[Stored items]

PR #7719, opened 2022-11-05
[PD] TaskDlgRevolutionParameters: fix some CI warnings

donovaly:
- reported here: https://github.com/FreeCAD/FreeCAD/pull/7667/commits/f0a0e563

@wwmayer , I don't know what to do with the first 2 warnings there. Can you please have a look?

### DIFF
--- a/src/Mod/PartDesign/Gui/TaskRevolutionParameters.cpp
+++ b/src/Mod/PartDesign/Gui/TaskRevolutionParameters.cpp
@@ -47,32 +47,31 @@ using namespace Gui;
 /* TRANSLATOR PartDesignGui::TaskRevolutionParameters */
 
 TaskRevolutionParameters::TaskRevolutionParameters(PartDesignGui::ViewProvider* RevolutionView, QWidget *parent)
-    : TaskSketchBasedParameters(RevolutionView, parent, "PartDesign_Revolution", tr("Revolution parameters"))
-    , ui(new Ui_TaskRevolutionParameters)
+    : TaskSketchBasedParameters(RevolutionView, parent, "PartDesign_Revolution", tr("Revolution parameters")),
+      ui(new Ui_TaskRevolutionParameters), proxy(new QWidget(this))
 {
     // we need a separate container widget to add all controls to
-    proxy = new QWidget(this);
     ui->setupUi(proxy);
     QMetaObject::connectSlotsByName(this);
     this->groupLayout()->addWidget(proxy);
 
-    //bind property mirrors
-    PartDesign::ProfileBased* pcFeat = static_cast<PartDesign::ProfileBased*>(vp->getObject());
-    if (pcFeat->isDerivedFrom(PartDesign::Revolution::getClassTypeId())) {
-        PartDesign::Revolution* rev = static_cast<PartDesign::Revolution*>(vp->getObject());
+    // bind property mirrors
+    if (auto *rev = dynamic_cast<PartDesign::Revolution *>(vp->getObject())) {
         this->propAngle = &(rev->Angle);
         this->propMidPlane = &(rev->Midplane);
         this->propReferenceAxis = &(rev->ReferenceAxis);
         this->propReversed = &(rev->Reversed);
         ui->revolveAngle->bind(rev->Angle);
-    } else {
-        assert(pcFeat->isDerivedFrom(PartDesign::Groove::getClassTypeId()));
-        PartDesign::Groove* rev = static_cast<PartDesign::Groove*>(vp->getObject());
+    }
+    else if (auto *rev = dynamic_cast<PartDesign::Groove *>(vp->getObject())) {
         this->propAngle = &(rev->Angle);
         this->propMidPlane = &(rev->Midplane);
         this->propReferenceAxis = &(rev->ReferenceAxis);
         this->propReversed = &(rev->Reversed);
         ui->revolveAngle->bind(rev->Angle);
+    }
+    else {
+        throw Base::TypeError("The ViewProvider is not a Groove or a Revolution.");
     }
 
     ui->checkBoxMidplane->setChecked(propMidPlane->getValue());
@@ -88,15 +87,16 @@ TaskRevolutionParameters::TaskRevolutionParameters(PartDesignGui::ViewProvider* 
 
     setFocus ();
 
-    //show the parts coordinate system axis for selection
+    // show the parts coordinate system axis for selection
     PartDesign::Body * body = PartDesign::Body::findBodyOf ( vp->getObject () );
-    if(body) {
+    if (body) {
         try {
             App::Origin *origin = body->getOrigin();
-            ViewProviderOrigin* vpOrigin;
-            vpOrigin = static_cast<ViewProviderOrigin*>(Gui::Application::Instance->getViewProvider(origin));
+            auto *vpOrigin = static_cast<ViewProviderOrigin*>(
+                Gui::Application::Instance->getViewProvider(origin));
             vpOrigin->setTemporaryVisibility(true, false);
-        } catch (const Base::Exception &ex) {
+        }
+        catch (const Base::Exception &ex) {
             ex.ReportException();
         }
      }
@@ -109,17 +109,15 @@ void TaskRevolutionParameters::fillAxisCombo(bool forceRefill)
     if (axesInList.empty())
         forceRefill = true;//not filled yet, full refill
 
-    if (forceRefill){
+    if (forceRefill) {
         ui->axis->clear();
-
-        for(size_t i = 0; i < axesInList.size(); i++){
-            delete axesInList[i];
-        }
-        this->axesInList.clear();
+        axesInList.clear();
 
         //add sketch axes
-        PartDesign::ProfileBased* pcFeat = static_cast<PartDesign::ProfileBased*>(vp->getObject());
-        Part::Part2DObject* pcSketch = dynamic_cast<Part::Part2DObject*>(pcFeat->Profile.getValue());
+        auto *pcFeat = dynamic_cast<PartDesign::ProfileBased*>(vp->getObject());
+        if (!pcFeat)
+            throw Base::TypeError("The ViewProvider is not ProfileBased.");
+        auto *pcSketch = static_cast<Part::Part2DObject*>(pcFeat->Profile.getValue());
         if (pcSketch){
             addAxisToCombo(pcSketch,"V_Axis",QObject::tr("Vertical sketch axis"));
             addAxisToCombo(pcSketch,"H_Axis",QObject::tr("Horizontal sketch axis"));
@@ -176,23 +174,23 @@ void TaskRevolutionParameters::addAxisToCombo(App::DocumentObject* linkObj,
                                               QString itemText)
 {
     this->ui->axis->addItem(itemText);
-    this->axesInList.push_back(new App::PropertyLinkSub());
+    this->axesInList.emplace_back();
     App::PropertyLinkSub &lnk = *(axesInList[axesInList.size()-1]);
     lnk.setValue(linkObj,std::vector<std::string>(1,linkSubname));
 }
 
 void TaskRevolutionParameters::connectSignals()
 {
-    connect(ui->revolveAngle, SIGNAL(valueChanged(double)),
-            this, SLOT(onAngleChanged(double)));
-    connect(ui->axis, SIGNAL(activated(int)),
-            this, SLOT(onAxisChanged(int)));
-    connect(ui->checkBoxMidplane, SIGNAL(toggled(bool)),
-            this, SLOT(onMidplane(bool)));
-    connect(ui->checkBoxReversed, SIGNAL(toggled(bool)),
-            this, SLOT(onReversed(bool)));
-    connect(ui->checkBoxUpdateView, SIGNAL(toggled(bool)),
-            this, SLOT(onUpdateView(bool)));
+    connect(ui->revolveAngle, qOverload<double>(&QuantitySpinBox::valueChanged), this,
+            &TaskRevolutionParameters::onAngleChanged);
+    connect(ui->axis, qOverload<int>(&QComboBox::activated), this,
+            &TaskRevolutionParameters::onAxisChanged);
+    connect(ui->checkBoxMidplane, &QCheckBox::toggled, this,
+        &TaskRevolutionParameters::onMidplane);
+    connect(ui->checkBoxReversed, &QCheckBox::toggled, this,
+            &TaskRevolutionParameters::onReversed);
+    connect(ui->checkBoxUpdateView, &QCheckBox::toggled, this,
+            &TaskRevolutionParameters::onUpdateView);
 }
 
 void TaskRevolutionParameters::updateUI()
@@ -353,9 +351,7 @@ TaskRevolutionParameters::~TaskRevolutionParameters()
         ex.ReportException();
     }
 
-    for (size_t i = 0; i < axesInList.size(); i++) {
-        delete axesInList[i];
-    }
+    axesInList.clear();
 }
 
 void TaskRevolutionParameters::changeEvent(QEvent *e)
--- a/src/Mod/PartDesign/Gui/TaskRevolutionParameters.h
+++ b/src/Mod/PartDesign/Gui/TaskRevolutionParameters.h
@@ -70,7 +70,6 @@ private Q_SLOTS:
 protected:
     void onSelectionChanged(const Gui::SelectionChanges& msg) override;
     void changeEvent(QEvent *e) override;
-    bool updateView() const;
     void getReferenceAxis(App::DocumentObject *&obj, std::vector<std::string> &sub) const;
     double getAngle() const;
     bool getMidplane() const;
@@ -88,8 +87,8 @@ private:
     void updateUI();
 
 private:
-    QWidget* proxy;
     std::unique_ptr<Ui_TaskRevolutionParameters> ui;
+    QWidget *proxy;
 
     /**
      * @brief axesInList is the list of links corresponding to axis combo; must
@@ -99,7 +98,7 @@ private:
      * It is a list of pointers, because properties prohibit assignment. Use new
      * when adding stuff, and delete when removing stuff.
      */
-    std::vector<App::PropertyLinkSub*> axesInList;
+    std::vector<std::unique_ptr<App::PropertyLinkSub>> axesInList;
 };
 
 /// simulation dialog for the TaskView


freecadci:
<a href="https://gitlab.com/freecad/FreeCAD-CI/-/commits/PR_7719">pipeline status</a> for feature branch [PR_7719](https://gitlab.com/freecad/FreeCAD-CI/-/commits/PR_7719). Pipeline [686544858](https://gitlab.com/freecad/FreeCAD-CI/-/pipelines/686544858) was triggered at [8f3f17f](https://github.com/FreeCAD/FreeCAD/pull/7719/commits/8f3f17f855d325d6045ff25968058c67714cb719). All CI [branches](https://gitlab.com/freecad/FreeCAD-CI/-/branches/all) and [pipelines](https://gitlab.com/freecad/FreeCAD-CI/-/pipelines?scope=branches).

freecadci:
<a href="https://gitlab.com/freecad/FreeCAD-CI/-/commits/PR_7719">pipeline status</a> for feature branch [PR_7719](https://gitlab.com/freecad/FreeCAD-CI/-/commits/PR_7719). Pipeline [686553473](https://gitlab.com/freecad/FreeCAD-CI/-/pipelines/686553473) was triggered at [353fb5f](https://github.com/FreeCAD/FreeCAD/pull/7719/commits/353fb5fd8dcf1b2907ade3011fd8e16418770b0d). All CI [branches](https://gitlab.com/freecad/FreeCAD-CI/-/branches/all) and [pipelines](https://gitlab.com/freecad/FreeCAD-CI/-/pipelines?scope=branches).

freecadci:
<a href="https://gitlab.com/freecad/FreeCAD-CI/-/commits/PR_7719">pipeline status</a> for feature branch [PR_7719](https://gitlab.com/freecad/FreeCAD-CI/-/commits/PR_7719). Pipeline [686554640](https://gitlab.com/freecad/FreeCAD-CI/-/pipelines/686554640) was triggered at [daaed49](https://github.com/FreeCAD/FreeCAD/pull/7719/commits/daaed4987b7d0b299582843515e2057abf97b4ff). All CI [branches](https://gitlab.com/freecad/FreeCAD-CI/-/branches/all) and [pipelines](https://gitlab.com/freecad/FreeCAD-CI/-/pipelines?scope=branches).

src/Mod/PartDesign/Gui/TaskRevolutionParameters.cpp
```diff
@@ -56,18 +56,18 @@ TaskRevolutionParameters::TaskRevolutionParameters(PartDesignGui::ViewProvider*
     QMetaObject::connectSlotsByName(this);
     this->groupLayout()->addWidget(proxy);
 
-    //bind property mirrors
-    PartDesign::ProfileBased* pcFeat = static_cast<PartDesign::ProfileBased*>(vp->getObject());
+    // bind property mirrors
+    auto pcFeat = dynamic_cast<PartDesign::ProfileBased *>(vp->getObject());
```
wwmayer, line 60: Use `auto*` instead of `auto` to make it clear that a pointer is used.

Replacing static_cast with dynamic_cast here is OK because from the view provider type `PartDesignGui::ViewProvider` it's not obvious that the object type should be `PartDesign::ProfileBased`. But you should also check that `pcFeat` is not null as otherwise a segfault is still possible.

src/Mod/PartDesign/Gui/TaskRevolutionParameters.cpp
```diff
@@ -56,18 +56,18 @@ TaskRevolutionParameters::TaskRevolutionParameters(PartDesignGui::ViewProvider*
     QMetaObject::connectSlotsByName(this);
     this->groupLayout()->addWidget(proxy);
 
-    //bind property mirrors
-    PartDesign::ProfileBased* pcFeat = static_cast<PartDesign::ProfileBased*>(vp->getObject());
+    // bind property mirrors
+    auto pcFeat = dynamic_cast<PartDesign::ProfileBased *>(vp->getObject());
     if (pcFeat->isDerivedFrom(PartDesign::Revolution::getClassTypeId())) {
-        PartDesign::Revolution* rev = static_cast<PartDesign::Revolution*>(vp->getObject());
+        auto *rev = dynamic_cast<PartDesign::Revolution *>(vp->getObject());
```
wwmayer, line 62: No need to replace the static_cast here because with the previous line this is already asserted.

src/Mod/PartDesign/Gui/TaskRevolutionParameters.cpp
```diff
@@ -56,18 +56,18 @@ TaskRevolutionParameters::TaskRevolutionParameters(PartDesignGui::ViewProvider*
...
         this->propAngle = &(rev->Angle);
         this->propMidPlane = &(rev->Midplane);
         this->propReferenceAxis = &(rev->ReferenceAxis);
         this->propReversed = &(rev->Reversed);
         ui->revolveAngle->bind(rev->Angle);
     } else {
         assert(pcFeat->isDerivedFrom(PartDesign::Groove::getClassTypeId()));
-        PartDesign::Groove* rev = static_cast<PartDesign::Groove*>(vp->getObject());
+        auto *rev = dynamic_cast<PartDesign::Groove *>(vp->getObject());
```
wwmayer, line 70: Same as above, no need to replace the static_assert. But this whole block should be written as:
```
...
else if (pcFeat->isDerivedFrom(PartDesign::Groove::getClassTypeId())) {
    auto* rev = static_cast<PartDesign::Groove*>(vp->getObject());
....
}
```

The alternative way would be dynamic_cast without the previous type check:
```
else if (auto *rev = dynamic_cast<PartDesign::Groove *>(vp->getObject())) {
...
}
```

src/Mod/PartDesign/Gui/TaskRevolutionParameters.cpp
```diff
@@ -88,13 +88,14 @@ TaskRevolutionParameters::TaskRevolutionParameters(PartDesignGui::ViewProvider*
...
 
-    //show the parts coordinate system axis for selection
+    // show the parts coordinate system axis for selection
     PartDesign::Body * body = PartDesign::Body::findBodyOf ( vp->getObject () );
     if(body) {
         try {
             App::Origin *origin = body->getOrigin();
-            ViewProviderOrigin* vpOrigin;
-            vpOrigin = static_cast<ViewProviderOrigin*>(Gui::Application::Instance->getViewProvider(origin));
+            ViewProviderOrigin* vpOrigin = nullptr;
```
wwmayer, line 96: vpOrigin should be directly initialized with
`ViewProviderOrigin* vpOrigin = static_cast<ViewProviderOrigin *>(...`

The dynamic_cast is not needed here because it won't happen that an App::Origin has a view provider different to ViewProviderOrigin

src/Mod/PartDesign/Gui/TaskRevolutionParameters.cpp
```diff
@@ -112,14 +113,17 @@ void TaskRevolutionParameters::fillAxisCombo(bool forceRefill)
     if (forceRefill){
         ui->axis->clear();
 
-        for(size_t i = 0; i < axesInList.size(); i++){
+        int i = 0;
```
wwmayer, line 116: That's a weird way iterating over the array.

I recommend to replace `std::vector<App::PropertyLinkSub*> axesInList;` with
`std::vector<std::unique_ptr<App::PropertyLinkSub>> axesInList;` and adjust the implementation accordingly. Then you don't have to iterate over the array when clearing it.

src/Mod/PartDesign/Gui/TaskRevolutionParameters.cpp
```diff
@@ -112,14 +113,17 @@ void TaskRevolutionParameters::fillAxisCombo(bool forceRefill)
...
             delete axesInList[i];
         }
+
         this->axesInList.clear();
 
         //add sketch axes
-        PartDesign::ProfileBased* pcFeat = static_cast<PartDesign::ProfileBased*>(vp->getObject());
-        Part::Part2DObject* pcSketch = dynamic_cast<Part::Part2DObject*>(pcFeat->Profile.getValue());
+        auto pcFeat = dynamic_cast<PartDesign::ProfileBased*>(vp->getObject());
+        auto pcSketch = dynamic_cast<Part::Part2DObject*>(pcFeat->Profile.getValue());
```
wwmayer, line 126: Same thing about auto and dynamic_cast

src/Mod/PartDesign/Gui/TaskRevolutionParameters.cpp
donovaly: Yes, but the CI issues this warning nevertheless. What would be the disadvantage of using dynamic_cast?

src/Mod/PartDesign/Gui/TaskRevolutionParameters.cpp
donovaly: done

src/Mod/PartDesign/Gui/TaskRevolutionParameters.cpp
donovaly: Since we only have 2 cases and check for a nullptr, I thought keeping the existing if...else is fine. Why do you prefere an else if here?

src/Mod/PartDesign/Gui/TaskRevolutionParameters.cpp
donovaly: done

src/Mod/PartDesign/Gui/TaskRevolutionParameters.cpp
donovaly: Done, but this is a new C++ field for me (never used std::make_unique yet), can you therefore please check if I did it right?

src/Mod/PartDesign/Gui/TaskRevolutionParameters.cpp
donovaly: done

src/Mod/PartDesign/Gui/TaskRevolutionParameters.cpp
wwmayer: IMO we shouldn't blindly follow what the CI says. It only follows some static rules but doesn't know much about the context.  If the check `if (pcFeat->isDerivedFrom(PartDesign::Revolution::getClassTypeId()))` is true then it's already guaranteed that it's the right type.

The downside of using dynamic_cast here is that two expensive type checks are performed instead of only one.

src/Mod/PartDesign/Gui/TaskRevolutionParameters.cpp
wwmayer: Who gives you give the guarantee that a `PartDesign::ProfileBased` must either be a `PartDesign::Revolution` or a `PartDesign::Groove`? If for some reason the wrong type is passed to the constructor of TaskRevolutionParameters then it will cause a crash. So, ideally the constructor should throw a Base::TypeError if the wrong type is passed:
```
if (/*is revolution*/) {
...
}
else if (/*is groove*/) {
...
}
else {
    throw Base::TypeError("Add some useful text here");
}
```
Doing it this way requires one further small change: the creation of the proxy widget must be moved to the initialization list to avoid a memory leak.

donovaly: Thanks. I made this now, but I am not sure I did it right,

donovaly:
I rebased the PR and combined all changes into one commit. Can you please have another look?

Line 182 is suspicious because it compiles without warning but the MSVC IDE tells me sometimes (sic!) that the arguments of push_back contain also a destructor and therefor does not match the content of the vector.

src/Mod/PartDesign/Gui/TaskRevolutionParameters.cpp
donovaly: I understand but wanted to know how expensive this is. So my idea is maybe wrong: accepting a single additional type check for the sake of not being annoyed by warnings. (That catch attention of devs and in the end cost us unnecessary spare time.)

wwmayer: > I understand but wanted to know how expensive this is

How expensive exactly I don't know. It depends on how the compiler implements it and the only way to check is write a test program and measure the time

wwmayer: A simple test application shows that dynamic_cast is by a factor 4-5 slower than static_cast -- but it's still in the range of 10ns.

Since isDerivedFrom() is slower than dynamic_cast by  factor of 2.4 the most efficient way is to write:
```
if (auto *rev = dynamic_cast<PartDesign::Revolution *>(vp->getObject()) {
...
}
```
The second best way is to write
```
if (pcFeat->isDerivedFrom(PartDesign::Revolution::getClassTypeId())) {
    auto* rev = static_cast<PartDesign::Revolution*>(vp->getObject());
}
```
and the worst way is to write
```
if (pcFeat->isDerivedFrom(PartDesign::Revolution::getClassTypeId())) {
    auto* rev = dynamic_cast<PartDesign::Revolution*>(vp->getObject());
}
```

src/Mod/PartDesign/Gui/TaskRevolutionParameters.cpp
```diff
@@ -47,33 +47,37 @@ using namespace Gui;
...
     ui->setupUi(proxy);
     QMetaObject::connectSlotsByName(this);
     this->groupLayout()->addWidget(proxy);
 
-    //bind property mirrors
-    PartDesign::ProfileBased* pcFeat = static_cast<PartDesign::ProfileBased*>(vp->getObject());
+    // bind property mirrors
+    auto *pcFeat = dynamic_cast<PartDesign::ProfileBased*>(vp->getObject());
+    if (!pcFeat)
+        return;
```
wwmayer, line 61: Returning here is a very bad way because it leaves a half-initialized object. Instead an exception must raised so that the compiler cleans it up again.

But because further down the actual type checks are done the lines 59-61 can be replaced with: `auto* pcFeat = vp->getObject()`

src/Mod/PartDesign/Gui/TaskRevolutionParameters.cpp
```diff
@@ -109,17 +114,15 @@ void TaskRevolutionParameters::fillAxisCombo(bool forceRefill)
...
-        }
-        this->axesInList.clear();
+        axesInList.clear();
 
         //add sketch axes
-        PartDesign::ProfileBased* pcFeat = static_cast<PartDesign::ProfileBased*>(vp->getObject());
-        Part::Part2DObject* pcSketch = dynamic_cast<Part::Part2DObject*>(pcFeat->Profile.getValue());
+        auto *pcFeat = dynamic_cast<PartDesign::ProfileBased*>(vp->getObject());
+        if (!pcFeat)
+            return;
```
wwmayer, line 124: Same here. Do not silently return from the constructor.

src/Mod/PartDesign/Gui/TaskRevolutionParameters.cpp
```diff
@@ -176,23 +179,23 @@ void TaskRevolutionParameters::addAxisToCombo(App::DocumentObject* linkObj,
                                               QString itemText)
 {
     this->ui->axis->addItem(itemText);
-    this->axesInList.push_back(new App::PropertyLinkSub());
+    this->axesInList.push_back(std::move(std::make_unique<App::PropertyLinkSub>()));
```
wwmayer, line 182: Write `this->axesInList.emplace_back();`

src/Mod/PartDesign/Gui/TaskRevolutionParameters.h
```diff
@@ -99,7 +99,7 @@ private Q_SLOTS:
      * It is a list of pointers, because properties prohibit assignment. Use new
      * when adding stuff, and delete when removing stuff.
```
wwmayer, line 100: To fix the above warning you can add:
```
TaskRevolutionParameters(const TaskRevolutionParameters&) = delete;
TaskRevolutionParameters(TaskRevolutionParameters&&) = delete;
void operator= (const TaskRevolutionParameters&) = delete;
void operator= (TaskRevolutionParameters&&) = delete;
```

src/Mod/PartDesign/Gui/TaskRevolutionParameters.cpp
donovaly: Interesting. many thanks for this info.

I updated the code accordingly now.

freecadci:
<a href="https://gitlab.com/freecad/FreeCAD-CI/-/commits/PR_7719">pipeline status</a> for feature branch [PR_7719](https://gitlab.com/freecad/FreeCAD-CI/-/commits/PR_7719). Pipeline [689324297](https://gitlab.com/freecad/FreeCAD-CI/-/pipelines/689324297) was triggered at [21d8c81](https://github.com/FreeCAD/FreeCAD/pull/7719/commits/21d8c81a7dac532c9b47ee05a488a6717d1f0606). All CI [branches](https://gitlab.com/freecad/FreeCAD-CI/-/branches/all) and [pipelines](https://gitlab.com/freecad/FreeCAD-CI/-/pipelines?scope=branches).

src/Mod/PartDesign/Gui/TaskRevolutionParameters.cpp
donovaly: I se but the whole pcFeat is not necessary at all. I removed it therefore now.

freecadci:
<a href="https://gitlab.com/freecad/FreeCAD-CI/-/commits/PR_7719">pipeline status</a> for feature branch [PR_7719](https://gitlab.com/freecad/FreeCAD-CI/-/commits/PR_7719). Pipeline [689332454](https://gitlab.com/freecad/FreeCAD-CI/-/pipelines/689332454) was triggered at [418f5bd](https://github.com/FreeCAD/FreeCAD/pull/7719/commits/418f5bda405e38d6e56cbc5a60b77c147a9568c4). All CI [branches](https://gitlab.com/freecad/FreeCAD-CI/-/branches/all) and [pipelines](https://gitlab.com/freecad/FreeCAD-CI/-/pipelines?scope=branches).

src/Mod/PartDesign/Gui/TaskRevolutionParameters.cpp
```diff
@@ -47,33 +47,32 @@ using namespace Gui;
...
+    }
+    else if (auto *rev = dynamic_cast<PartDesign::Groove *>(vp->getObject())) {
         this->propAngle = &(rev->Angle);
         this->propMidPlane = &(rev->Midplane);
         this->propReferenceAxis = &(rev->ReferenceAxis);
         this->propReversed = &(rev->Reversed);
         ui->revolveAngle->bind(rev->Angle);
     }
+    else {
+        throw Base::TypeError("The ViewProvider is not a Groove or a Revolution.");
```
wwmayer, line 74: > The ViewProvider is not a Groove or a Revolution.

And will never be :) It's about the document object type.

wwmayer:
I think it's OK to merge now. I will change the wording of the exception and some of the reported warnings afterwards.

src/Mod/PartDesign/Gui/TaskRevolutionParameters.cpp
wwmayer: I realized a problem with the above hint. It should be `this->axesInList.emplace_back(new App::PropertyLinkSub());`because now it creates a unique pointer with null. This will result into a crash. I will fix it.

TASK TO CARRY OUT:
Show every line in the entries above that contains the string "checks".

ANSWER TO THE EXERCISE:
The downside of using dynamic_cast here is that two expensive type checks are performed instead of only one.
But because further down the actual type checks are done the lines 59-61 can be replaced with: `auto* pcFeat = vp->getObject()`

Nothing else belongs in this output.